▸ **TASK GOAL**
Report each line of the entries below that has the word "because" in it.

▸ **MATERIAL SHOWN**

^^^^^^^^^^^^^^^^

PR #532, opened 2020-08-03
Implement animation in the Accordion component

gui-santos:
# Purpose of PR

This PR adds animation to the Accordion component currently in review at PR #531 

There are actually two implementations hahaha
In the first commit I used WAAPI, but look at the support for it:
Screenshot 2020-08-03 at 16 18 29

(Also, I think enzyme or jest do not understand `.animate()`)

So I replaced with requestAnimationFrame magic
Screenshot 2020-08-03 at 16 18 05

I followed some ideas from [CSS-Tricks](https://css-tricks.com/using-css-transitions-auto-dimensions/) on how to animate `height: auto`
We need it to be auto because the content of the accordion varies

It would be nice if we can make a component (or a custom Hook) out of the animations to make it modular, but I wanted to check with you first. WDYT?

## PR Checklist

- [x] Tests are passing

### DIFF
--- a/packages/forma-36-react-components/src/components/Accordion/AccordionPanel/AccordionPanel.css
+++ b/packages/forma-36-react-components/src/components/Accordion/AccordionPanel/AccordionPanel.css
@@ -2,20 +2,16 @@
 @import 'settings/transitions';
 
 .AccordionPanel {
-  display: none;
   box-sizing: border-box;
   overflow: hidden;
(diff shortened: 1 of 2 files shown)


burakukula:
@gui-santos good stuff! looking at the support and the solution +1 for requestAnimationFrame! Seems like a right approach over here. 👍

PR #538, opened 2020-08-17
feat(navigation-icon): add new purchase icon to lib

gui-santos:
# Purpose of PR

My team needs to include this new NavigationIcon

Screenshot 2020-08-17 at 16 42 42

It's going to be used in Contentful's purchase flow redesign

## PR Checklist

- [x] Tests are passing


burakukula:
@gui-santos I think we need to replace Subscription icon with something else in that case, they are very similar. We can follow up with Cassie regarding this topic, she was up for helping out to replace those vague icons with something from this set. WDYT?

gui-santos:
> @gui-santos I think we need to replace Subscription icon with something else in that case, they are very similar. We can follow up with Cassie regarding this topic, she was up for helping out to replace those vague icons with something from this set. WDYT?

I agree 100%
I will hold this PR a little bit more then :)

Thanks

Gracegross:
The reason i chose this icon was because it's related to the subscription ... but happy to change it to something else. The new icons aren't coming in time for this, so going to have to use this set

Gracegross:
Suggesting this alternative
shopping-bag-2
 :)

burakukula:
@Gracegross @gui-santos sure thing! No worries, I think we don't have to block this. The subscription icon was considered one of the icons that was vague for users and we wanted to change that. I think in this context, the icon that you have chosen totally make sense. Let's go with it and meantime we can come back to the question if we want to change subscription icon. But it's not a blocker in my opinion.

PR #542, opened 2020-08-20
fix: use FieldGroup classname property

djagya:
# Purpose of PR

Fixes `FieldGroup` which wasn't using a passed `className`.


burakukula (approved):

m10l (changes requested):
Nice spot! Travis is currently failing because there are some snapshot tests that need to be updated. Good to go after that :)

djagya:
Thanks for pointing me! Fixed

m10l (approved):
🚀

PR #545, opened 2020-08-21
feat(entityList): add forwardRef to component

### LINKED ISSUE #534: 💡 Proposal - EntityList ref prop

## The problem

When scrolling through the EntityList, there is currently no way to securely attach an event handler to the HtmlElement.
There is a way to do so by querying the DOM and searching by id, but there is no guarantee, that the item, that will be fetched, is the correct copy of the component.

## The proposed solution

I propose to allow passing a ref to the EntityList.

```js
   const entityListRef = useRef();
   return (
      <EntityList
         ref={entityListRef}
      />
   );
```

This will allow to then attach event handlers, like let's say detecting if we hit the bottom of the list

```js
   entityListRef.current.addEventListener('scroll', onScroll):
```

## Breaking changes

No breaking changes

gui-santos:
# Purpose of PR

This closes #534 

Following the proposal in #534, this PR implements forwardRef to EntityList. It also refactors the component to a functional component

## PR Checklist

- [x] Tests are passing

### DIFF
--- a/packages/forma-36-react-components/src/components/EntityList/EntityList.tsx
+++ b/packages/forma-36-react-components/src/components/EntityList/EntityList.tsx
@@ -1,9 +1,9 @@
-import React, { Component } from 'react';
+import React, { forwardRef } from 'react';
 import cn from 'classnames';
 
 import styles from './EntityList.css';
 
-export type EntityListProps = {
+export interface EntityListProps {
   /**
    * Class names to be appended to the className prop of the component
    */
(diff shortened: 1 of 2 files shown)


packages/forma-36-react-components/src/components/EntityList/EntityList.tsx
```diff
@@ -16,25 +16,28 @@ export type EntityListProps = {
...
+        {...otherProps}
+      >
         {children}
       </ul>
     );
-  }
-}
+  },
+);
+EntityList.displayName = 'EntityList';
```
mshaaban0, line 38: do we need this? react [mentions](https://reactjs.org/docs/react-component.html#displayname) it's usually inferred from the class name.

gui-santos: It's not a class anymore and because of the forwardRef eslint can't infer this. This is what I found about it in [eslint-plugin-rect](https://github.com/yannickcr/eslint-plugin-react/issues/2269)

And this is what I get if I remove `displayName`

Screenshot 2020-08-24 at 13 19 48

mshaaban0: Ah, I see, `forwardRef` strips the class/function name. Cool, thanks for explaining.

mshaaban0 (approved):

packages/forma-36-react-components/src/components/EntityList/EntityList.tsx
gui-santos: Genau! No problem, thanks for the review

PR #546, opened 2020-08-21
feat(entity-list-item): add withThumbnail prop

### LINKED ISSUE #535: 💡 Proposal - EntityListItem optional thumbnail

## The problem

Currently if an entity doesn't have a link to the image file, or a link to an asset, that doesn't have an image file, a thumbnail renders a generic image on a grey background. This doesn't always help differentiate between the EntityListItems and in fact makes each look the same and the focus shifts towards the thumbnail, instead of the title or the description of the EntityListItem, since most humans read from left to right and top to bottom, the first thing they see is a generic thumbnail.

## The proposed solution

It would be great, if EntityListItem allowed to make such thumbnail optional. Just like EntityCard does.

I think, a good way to do it without introducing a breaking change, would be to support a boolean property `withThumbnail` or similar, that, by default, may be `true`, but if `false` is given, should not render the thumbnail at all.

## Breaking changes

No breaking changes

gui-santos:
# Purpose of PR

Closes #535 

Adds `withThumbnail` prop to control whether or not the Thumbnail should render

## PR Checklist

- [x] Tests are passing


mshaaban0 (approved):
Looks Good ✨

^^^^^^^^^^^^^^^^

▸ **YOUR SOLUTION**
We need it to be auto because the content of the accordion varies
The reason i chose this icon was because it's related to the subscription ... but happy to change it to something else. The new icons aren't coming in time for this, so going to have to use this set
Nice spot! Travis is currently failing because there are some snapshot tests that need to be updated. Good to go after that :)
gui-santos: It's not a class anymore and because of the forwardRef eslint can't infer this. This is what I found about it in [eslint-plugin-rect](https://github.com/yannickcr/eslint-plugin-react/issues/2269)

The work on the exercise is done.